The time dependent association of adrenaline administration and survival from out-of-hospital cardiac arrest

2015 
Abstract Background Recommended for decades, the therapeutic value of adrenaline (epinephrine) in the resuscitation of patients with out-of-hospital cardiac arrest (OHCA) is controversial. Purpose To investigate the possible time-dependent outcomes associated with adrenaline administration by Emergency Medical Services personnel (EMS). Methods A retrospective analysis of prospectively collected data from a near statewide cardiac resuscitation database between 1 January 2005 and 30 November 2013. Multivariable logistic regression was used to analyze the effect of the time interval between EMS dispatch and the initial dose of adrenaline on survival. The primary endpoints were survival to hospital discharge and favourable neurologic outcome.
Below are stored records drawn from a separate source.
PR #8132, opened 2026-07-31
core/vdbe: add peephole optimizer for bytecode programs

LeMikaelF:
## Description

Adds `core/vdbe/peephole.rs`: a peephole pass over finished bytecode programs, run in `ProgramBuilder::build_prepared_program` right after label resolution. Trigger and FK-action subprograms build through the same path, so they are optimized too. `EXPLAIN QUERY PLAN` programs are skipped (their `Insn::Explain` rows carry raw instruction indices and are never executed for performance).

Rules, applied in order, followed by a single compaction:

1. **Jump threading** — every branch operand landing on a `Goto` is retargeted to the end of the `Goto` chain (memoized, linear, cycle-guarded). A `Goto` whose destination is a plain `Halt` becomes a copy of that `Halt`.
2. **Branch-over-Goto inversion** — `cond -> +2; Goto L` becomes `inverted-cond -> L`. Pairs: `If`↔`IfNot`, `IsNull`↔`NotNull`, `Eq`↔`Ne`, `Lt`↔`Ge`, `Le`↔`Gt`; `JUMP_IF_NULL` / `jump_if_null` flips with the condition.
3. **Copy merge** — runs of adjacent `Copy`s over contiguous registers merge into one `Copy` with a larger `extra_amount`.
4. **Affinity fold** — a standalone `Affinity` directly before a `MakeRecord` over the same register range moves its affinity string onto `MakeRecord.affinity_str` (`op_make_record` applies affinities with the same `apply_affinity_char` loop as `op_affinity`, including the register write-back).
5. **Jump-to-next deletion** — `Goto`/side-effect-free conditionals whose only destination is the next instruction are deleted.
6. **Unreachable sweep** — worklist reachability from instruction 0; `Gosub`/`Yield` keep their dynamically-entered return points alive, `Goto`/`Jump`/`Halt` do not fall through.

Compaction drops dead instructions and remaps every branch operand through a new exhaustive `Insn::for_each_branch_offset` visitor — one source of truth for which fields hold jump targets, now also used by `resolve_labels` (this fixed two opcodes the old hand-written match missed: `IfNeg`, `SequenceTest`). A live operand pointing at a deleted instruction is a debug assertion. EXPLAIN comments move with their instructions.

Example: a single-row INSERT goes 21 → 18 instructions — `NotNull +2; Goto check_fail` becomes one `IsNull check_fail`, and the `Goto +1; Goto +1; Halt` epilogue collapses into a bare `Halt`.

**Escape hatch:** `TURSO_PEEPHOLE=0` disables the pass (read once per process). `TURSO_PEEPHOLE_STATS=1` prints cumulative per-rule counters at process exit.

**Performance of the pass itself:** it runs on every prepare, so the internals avoid per-program allocations (thread-local scratch), collect jump targets once inside rule 1's operand walk, gate rules on opcode presence, and skip compaction when nothing died. Measured by the ignored `time_the_pass_manually` harness: ~105 ns on a small program with nothing to rewrite, ~190 ns on one that shrinks.

## Motivation and context

Programs execute strictly fewer instructions and dispatches afterwards. Evidence gathered during development:

**Rule hits over the full conformance corpus** (both corpora, 87k prepared programs, all tests green): 63k jumps threaded, 99k `Goto`→`Halt`, 121k unreachable instructions deleted, 5.5k branches inverted, 6.4k copies merged, 1.8k jumps-to-next deleted. Affinity-fold fires rarely (11) for structural reasons verified by instrumentation: UPDATE's main-record path already sets `MakeRecord.affinity_str`, index records span one more register than their `Affinity` (the appended rowid must stay unconverted), and INSERT separates the pair with constraint checks — all correct skips.

**Deliberately skipped for safety:** comparisons with non-BLOB affinity or custom collations are never deleted as jump-to-next (`op_comparison` writes affinity-converted operands back into the registers, and collation lookup can fail at runtime); `NotExists`/`Found`/`DecrJumpZero`/seek opcodes are never inverted or deleted (both sides have side effects); affinity folds are skipped when a branch enters the window; `Goto` cycles are left alone. `NULL_EQ` comparisons stay exact complements under inversion because NULL cases are decided before `JUMP_IF_NULL` is consulted; a runtime differential test pins the flag-flip semantics for ordinary comparisons too.

**Static TPC-H instruction counts** (EXPLAIN, off → on): 2,035 → 1,962 (−3.6%), up to −11.6% on Q1.

**Runtime**: TPC-H `compare.sh` median-of-3 total 110.0 s → 110.5 s (+0.5%, inside this machine's noise; the rusqlite rows of the criterion TPC-H bench bound noise at ±6% and every turso delta sits inside it). Execution-bound workloads are unchanged within measurement resolution, as expected for jump-level rewrites on scan-heavy queries.

**Prepare-time cost (the honest tradeoff):** drift-immune in-process measurement (`prepare_overhead_manually`, alternating on/off blocks) shows `SELECT 1` prepare +313 ns (+9.4%), `LIMIT 1` +5.6%, a GROUP BY statement +19%, single-row INSERT +4–11%. Phase profiling shows the time spread across the three operand walks with ~100–150 ns fixed cost — no single fixable hotspot short of a redesign. This exceeds the ideal on prepare-only microbenchmarks; it is per-prepare only, bought back at execution, and `TURSO_PEEPHOLE=0` removes it entirely for prepare-dominated workloads. A cheaper single-scan unreachable sweep was tried and rejected because it kept dead window-function regions alive (dead cycles reference each other) — the committed snapshots encode the precise worklist's strictly better output.

**Validation:** workspace `cargo test` (1,936 tests), `make test`, both conformance corpora (10,097 + 1,451 passed), strict clippy, and `scripts/diff.sh` result comparisons against sqlite3 are green. 75 bytecode snapshots regenerated under `CI=1` (release, so hash-join memory budgets match CI), net −445 lines; diffs hand-reviewed. Two golden VDBE-trace tests were updated to the optimized bytecode. Two pre-existing environment-bound failures in the local `make test` run (`big-db-mvcc` timeout, `expr_depth_or_chain_at_limit` stack overflow) reproduce identically with the pass disabled on the same binary.

## Description of AI Usage

This PR was implemented end-to-end by Claude Code (Fable 5) in a remote session from a task description. The workflow: read `execute.rs` semantics for every opcode a rule touches before writing the rule (which surfaced the comparison write-back and `JUMP_IF_NULL` subtleties encoded as preconditions above), unit tests per rule plus EXPLAIN-level and runtime differential tests, full test/conformance/snapshot gates, then benchmarking with off-vs-off control runs — which showed the container's clock drifts ±5–19%, so pass cost was measured with in-process alternating harnesses that are kept in the tree as `#[ignore]`d tests. The commits are structured for review: visitor refactor, the pass itself, snapshot regeneration, and the prepare-cost optimization.

https://claude.ai/code/session_01MumSGfyTrYba3dQGFLtU6Q

### DIFF
--- a/cli/tests/vdbe_trace.rs
+++ b/cli/tests/vdbe_trace.rs
@@ -28,8 +28,7 @@ fn vdbe_trace_on_traces_literal_select() {
         "7",
         "\
 VDBE Trace:
-0     Init               0     2     0                    0   Start at 2
-2     Goto               0     1     0                    0
+0     Init               0     1     0                    0   Start at 1
 1     Halt               0     0     0                    0
 VDBE Trace:
 0     Init               0     3     0                    0   Start at 3
@@ -48,8 +47,7 @@ fn vdbe_trace_on_traces_computed_expression() {
         "7",
         "\
 VDBE Trace:
-0     Init               0     2     0                    0   Start at 2
-2     Goto               0     1     0                    0
+0     Init               0     1     0                    0   Start at 1
 1     Halt               0     0     0                    0
 VDBE Trace:
 0     Init               0     3     0                    0   Start at 3
--- a/core/vdbe/builder.rs
+++ b/core/vdbe/builder.rs
@@ -40,7 +40,7 @@ impl TableRefIdCounter {
 }
 
 use super::{
-    affinity::Affinity, BranchOffset, CursorID, Insn, InsnReference, PrepareContext,
+    affinity::Affinity, peephole, BranchOffset, CursorID, Insn, InsnReference, PrepareContext,
     PreparedProgram, Program,
 };
 use crate::translate::plan::BitSet;
@@ -1802,6 +1802,13 @@ impl ProgramBuilder {
         sql: &str,
     ) -> crate::Result<PreparedProgram> {
         self.resolve_labels()?;
+
+        // EXPLAIN QUERY PLAN programs are made of Insn::Explain rows that
+        // carry raw instruction indices, which deleting instructions would
+        // invalidate; they are also never executed for performance.
+        if !matches!(self.query_mode, QueryMode::ExplainQueryPlan) && peephole::enabled() {
+            peephole::optimize_program(&mut self.insns, &mut self.comments);
+        }
 
         self.parameters.list.dedup();
 
--- a/core/vdbe/builder.rs
+++ b/core/vdbe/builder.rs
@@ -1312,227 +1312,29 @@ impl ProgramBuilder {
     /// It ensures that all labels are resolved correctly and updates the target program counter (PC)
     /// of each instruction that references a label.
     pub fn resolve_labels(&mut self) -> crate::Result<()> {
-        let resolve = |pc: &mut BranchOffset, insn_name: &str| -> crate::Result<()> {
-            if let BranchOffset::Label(label) = pc {
-                let Some(Some(anchor)) = self.label_to_resolved_offset.get(*label as usize) else {
-                    crate::bail_corrupt_error!(
-                        "Reference to undefined or unresolved label in {insn_name}: {label}"
-                    );
-                };
-                *pc = BranchOffset::Offset(anchor + 1);
-            }
-            Ok(())
-        };
+        let label_to_resolved_offset = &self.label_to_resolved_offset;
+        // The visitor callback cannot early-return, so remember the first
+        // unresolved label and report it after the scan.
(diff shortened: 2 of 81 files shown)


LeMikaelF:
mega-slop, but my main goal was to see if any meaningful perf gain could be obtained with a peephole optimizer and the existing opcodes, and the answer is no

PR #8136, opened 2026-07-31
core/schema: give unique set columns a named struct

LeMikaelF:
## Description

Refactors `UniqueSet` so a unique set's columns are one list of named things
instead of two parallel lists that callers had to keep aligned by index.

Before:

```rust
pub struct UniqueSet {
    pub columns: Vec<(String, SortOrder)>,
    pub collations: Vec<Option<CollationSeq>>,
    pub is_primary_key: bool,
    pub conflict_clause: Option<ResolveType>,
}
```

After:

```rust
pub struct UniqueSet {
    pub columns: Vec<UniqueSetColumn>,
    pub is_primary_key: bool,
    pub conflict_clause: Option<ResolveType>,
}

pub struct UniqueSetColumn {
    pub name: String,
    pub sort_order: SortOrder,
    pub collation: Option<CollationSeq>,
}
```

`collation` keeps both its `Option` and its old meaning: it holds what the
constraint itself spelled out (`UNIQUE(a COLLATE NOCASE)`), and `None` still
falls back to the column definition's collation when the automatic index is
built. The fallback expression in `automatic_from_primary_key` /
`automatic_from_unique` is unchanged apart from reading the field off a
struct instead of a parallel slice, so index collations are identical.

Those two constructors now take `&[UniqueSetColumn]` in place of
`&[Option<CollationSeq>]`.

Readers updated: automatic index creation in `core/schema.rs`,
`BTreeTable::to_sql`, `core/translate/{alter,schema}.rs`,
`core/incremental_blob.rs`, `core/vdbe/execute.rs`, and the three
`pg_constraint` / `pg_get_constraintdef` sites in `postgres/frontend/`.

## Motivation and context

No behavior change — this is a readability/safety refactor. The two parallel
vecs had to be built, cloned, and indexed in lockstep, and nothing in the
type system enforced it; a misalignment would silently put the wrong
collation on a unique index.

Net diff is +46/-108, so this deletes more than it adds.

Validation:

- `cargo test -p turso_core --lib` — 2230 passed, 0 failed
- `cargo test -p core_tester` — 1011 passed, 0 failed
- `make -C sqlite/conformance run-rust ARGS='--snapshot-filter __never__'` —
  1451 passed, 0 failed. `create_table.sqltest` already covers
  `PRIMARY KEY(a COLLATE NOCASE)`, `UNIQUE(a COLLATE NOCASE)`, and
  `PRIMARY KEY(a COLLATE NOCASE DESC)`.
- `cargo check --workspace --all-targets` clean, `cargo clippy -p turso_core
  --all-features --all-targets --deny=warnings` clean

No new tests: this is meant to be invisible at the SQL level, so the existing
coverage is what should hold it honest.

One note for review: the doc comment that used to sit on the `collations`
field (explaining that `None` falls back to the column's collation) was
dropped along with the field. Happy to restore it on `UniqueSetColumn::collation`
if you want that semantic written down.

## Description of AI Usage

Written by Claude Code. The first pass over-built this — it made `collation`
a non-optional `CollationSeq`, which forced collation resolution to move into
table parsing behind an extra intermediate type. That was reverted in favor
of keeping the `Option` and the existing fallback, which is what this PR
contains.

### DIFF
--- a/core/schema.rs
+++ b/core/schema.rs
@@ -1826,7 +1826,7 @@ impl Schema {
                     pk_index_added = true;
 
                     if unique_set.columns.len() == 1 {
-                        let col_name = &unique_set.columns.first().unwrap().0;
+                        let col_name = &unique_set.columns.first().unwrap().name;
                         let Some((_, column)) = table.get_column(col_name) else {
                             return Err(LimboError::ParseError(format!(
                                 "Column {col_name} not found in table {}",
@@ -1845,7 +1845,7 @@ impl Schema {
                             index_entry,
                             unique_set.columns.len(),
                             unique_set.conflict_clause,
-                            &unique_set.collations,
+                            &unique_set.columns,
                         )?))?;
                     } else if mvcc_enabled {
                         // In MVCC mode, automatic indices might not be fully populated yet during recovery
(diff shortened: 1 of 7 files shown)


core/schema.rs
```diff
@@ -3112,17 +3112,48 @@ impl PartialEq for Table {
...
+impl UniqueSetColumn {
+    pub fn new(name: String, sort_order: SortOrder, collation: CollationSeq) -> Self {
+        Self {
+            name,
+            sort_order,
+            collation,
+        }
+    }
+
+    pub fn name(&self) -> &str {
```
LeMikaelF: make all fields public and remove these methods

pedrocarlo (approved):

pereman2 (approved):

Issue #1950, opened 2025-07-04
Swift bindings


m1guelpf:
SQLite is widely used in mobile apps, especially iOS. Adding Swift bindings would enable Apple devs to start testing the new features in turso, and improving the performance of their apps.

ReessKennedy:
Agreed! I was going to try to write some thin swift that interacts with existing rust bindings to achieve something usable, for now, but cant tell how bad of an idea this is or how long it will take me. Would love something in swift that "just works" now.

hernangonzalez:
I've been building this out, and the first piece is up at https://github.com/tursodatabase/turso/pull/8144 — the xcframework build pipeline plus a SwiftPM package that links `turso_sdk_kit`.

That PR is intentionally just the foundation, so the build plumbing can be reviewed without the API design attached. The layer on top — `Database` and `Connection` built on Swift 6 actors with strict concurrency, aiming for GRDB-level ergonomics — is written and tested locally, and I'll send it as a follow-up once this one settles.

@ReessKennedy — re: thin Swift over the existing bindings, that's roughly the shape this takes, going through the C API in `sdk-kit` rather than the Rust crate directly. It's less work than it looks. Feedback on the API shape is very welcome when the second PR is up.

hernangonzalez:
Looks like my PR was gated since I have not participated yet on this repo. Considering this is a _good first issue_ kind of work, how should I go on to be vouched and start a conversation within the PR? Many thanks!

LeMikaelF:
For posterity, our current stance on swift bindings is that we'll accept a contribution if it's from someone who can maintain them, otherwise it's too much of a liability for us.

<img width="1003" height="608" alt="Image" src="https://github.com/user-attachments/assets/2c562146-8331-4268-b264-369531d0f550" />

PR #8144, opened 2026-08-02
bindings/swift: add SwiftPM package and xcframework build pipeline

hernangonzalez:
First slice of Swift bindings for Turso, towards #1950.

This PR is deliberately just the foundation: the build pipeline that turns `turso_sdk_kit` into an xcframework, and a SwiftPM package that links it. The only API it exposes is `TursoRuntime.version`, which exists to prove the seam works end to end — Rust static libs for the four Apple targets, the C header, the module map, and SwiftPM linking against all of it.

The actual API layer (a `Database`/`Connection` design built on Swift 6 actors and strict concurrency) is written and follows in a separate PR. Splitting it that way keeps the build plumbing and the API design from landing in one review.

## What's here

- `bindings/swift/Makefile` — builds `turso_sdk_kit` for `aarch64-apple-ios`, `aarch64-apple-ios-sim`, and both macOS arches, `lipo`s the macOS pair, and assembles `TursoSdkKit.xcframework`.
- `bindings/swift/Package.swift` — SwiftPM package with a binary target for the xcframework; Swift 6 tools version, iOS 16 / macOS 13 floor.
- A smoke test asserting `turso_version()` round-trips into a Swift string.
- A macOS CI job mirroring the existing react-native iOS job, plus a labeler entry.

## Notes and open questions

- **The xcframework is gitignored, not committed.** A fresh clone needs `make -C bindings/swift xcframework` before `swift build` works. That keeps a large binary out of git, but it also means the package isn't consumable straight from a git URL. Happy to change this if you'd rather ship it another way — a release artifact plus a remote `binaryTarget` checksum being the other obvious option.
- **CI runs on every PR**, matching `react-native.yml`. If macOS runner minutes are a concern I can add a `paths:` filter so it only fires on `bindings/swift/**`.
- The `bindings/swift` label needs creating repo-side before the labeler entry does anything.

Tested locally on macOS 15 (Apple silicon): `make -C bindings/swift xcframework && swift test`.

### DIFF
--- a/.github/labeler.yml
+++ b/.github/labeler.yml
@@ -48,6 +48,10 @@ bindings/java:
   - changed-files:
       - any-glob-to-any-file: "bindings/java/**/*"
 
+bindings/swift:
+  - changed-files:
+      - any-glob-to-any-file: "bindings/swift/**/*"
+
 parser:
   - changed-files:
       - any-glob-to-any-file: "vendored/sqlite3-parser/*"
--- a/.github/workflows/swift.yml
+++ b/.github/workflows/swift.yml
@@ -1,0 +1,50 @@
+name: Swift Tests
+
+on:
+  push:
+    branches:
+      - main
+    tags:
+      - v*
+  pull_request:
+    branches:
+      - main
+
+concurrency:
+  group: ${{ github.workflow }}-${{ github.event.pull_request.number || github.sha }}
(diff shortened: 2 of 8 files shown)


LeMikaelF:
History of why this PR was closed, for reference

image

PR #8146, opened 2026-08-03
parser: emit comma between WITHOUT ROWID and STRICT table options

penberg:
CreateTableBody's SQL serializer joined the two table options with no separator, producing "... WITHOUT ROWID STRICT" as the normalized schema text. Re-parsing that text during CREATE TABLE failed with 'near "STRICT": syntax error', so a table could never combine both options.

Tests: three new cases in sqlite-sqltests/strict.sqltest covering both option orders and type enforcement on a WITHOUT ROWID STRICT table; the file also passes against real sqlite3.

### DIFF
--- a/core/translate/schema.rs
+++ b/core/translate/schema.rs
@@ -1151,12 +1151,18 @@ pub fn translate_create_table(
         }
     }
 
-    if !connection.experimental_without_rowid_enabled() {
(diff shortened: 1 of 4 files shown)


penberg:

penberg:

PR #8147, opened 2026-08-03
testing/sqltest: declare strict capability for the Rust backend

penberg:
STRICT tables are not experimental and work unconditionally in the engine, but the Rust-bindings backend omitted Capability::Strict, so every test marked '@requires strict' was silently skipped under --backend rust. Declare the capability so those tests actually run.

Tests: full conformance suite passes on the rust backend with the previously-skipped strict-gated tests now running.


penberg:

penberg:

PR #8151, opened 2026-08-03
core: use index seeks for IS, like SQLite

PThorpe92:
`x IS <expr>` is an index-usable equality in SQLite: it seeks, and it matches NULL where `=` cannot. Turso extracted `Is` constraints but never admitted them as seek keys, so `WHERE a IS ? AND b IS ?` on a composite primary key produced a full scan where `=` produced `SEARCH t USING INDEX ... (a=? AND b=?)`. Any NULL-safe identity lookup therefore cost a table scan per row.

- `constraints.rs`: `is_equality_operator()` admits `Is` alongside `Equals` when building seek keys and when sorting equalities to the front of the key.
- `plan.rs` / `main_loop/seek.rs`: `SeekDef::is_null_matching_key_component()` marks the components that came from `IS`. Those skip the `IsNull` shortcut that ends an `=` seek early, so the NULL travels into the seek key and the index comparison finds the rows whose key component is NULL.
- `vdbe/insn.rs` + `execute.rs`: `SeekGE`/`SeekLE` carry a `null_matching_mask`, so the runtime "an eq_only seek with a NULL key cannot match" shortcut still applies to the `=` components of the same key, where it guards against outer joins null-extending a register after non-null analysis has run.
- `main_loop/seek.rs`: a NULL-matching seek skips the bloom-filter probe. The filter neither stores nor probes NULLs, so probing would report "definitely not present" for keys that do match.
- `constraints.rs`: an `IS` term from the WHERE clause cannot constrain the loop of an outer join's RHS table. `IS` is the first seek-usable operator that is TRUE for a null-extended row, so pushing it into the RHS loop removes the rows whose absence produces the null extension — the antijoin idiom `LEFT JOIN e ON ... WHERE e.id IS NULL` would return every LHS row. Terms from that join's own ON clause stay usable: they define what counts as a match.

### DIFF
--- a/core/translate/expr/condition.rs
+++ b/core/translate/expr/condition.rs
@@ -349,10 +349,7 @@ pub fn translate_condition_expr(
         // Handle IS TRUE/IS FALSE/IS NOT TRUE/IS NOT FALSE in conditions
         // Delegate to translate_expr which handles these correctly with IsTrue instruction
         ast::Expr::Binary(_, ast::Operator::Is | ast::Operator::IsNot, e2)
-            if matches!(
-                e2.as_ref(),
-                ast::Expr::Literal(ast::Literal::True) | ast::Expr::Literal(ast::Literal::False)
-            ) =>
+            if truth_test_rhs(e2).is_some() =>
         {
             let reg = program.alloc_register();
             translate_expr(program, Some(referenced_tables), expr, reg, resolver)?;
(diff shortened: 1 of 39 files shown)


PThorpe92:
~~dont merge: added some more fuzzing and discovered some mismatches, will update.~~

Will come through with follow-up for a couple bugs surfaced by the fuzzer here, but this is GTG :+1:

PR #8156, opened 2026-08-03
core/json: use SIMD byte search in JSON parse and serialize paths

LeMikaelF:
## Description

Split 1/7 of #8053 — rebased on current `main`.

The JSON text parser scanned strings byte-at-a-time for the closing quote, and serialization tested every byte for escape characters. Both loops dominate `json()`/`jsonb()` time on string-heavy payloads.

Results Data from 3469 patients with witnessed OHCA were analyzed. Their mean age was 66.3 years and 69% were male. An initially shockable rhythm was present in 41.8% of patients. Based on a multivariable logistic regression model with initial adrenaline administration time interval (AATI) from EMS dispatch as the covariate, survival was greatest when adrenaline was administered very early but decreased rapidly with increasing (AATI); odds ratio 0.94 (95% Confidence Interval (CI) 0.92–0.97). The AATI had no significant effect on good neurological outcome (OR = 0.96, 95% CI = 0.90–1.02). Conclusions In patients with OHCA, survival to hospital discharge was greater in those treated early with adrenaline by EMS especially in the subset of patients with a shockable rhythm. However survival rapidly decreased with increasing adrenaline administration time intervals (AATI).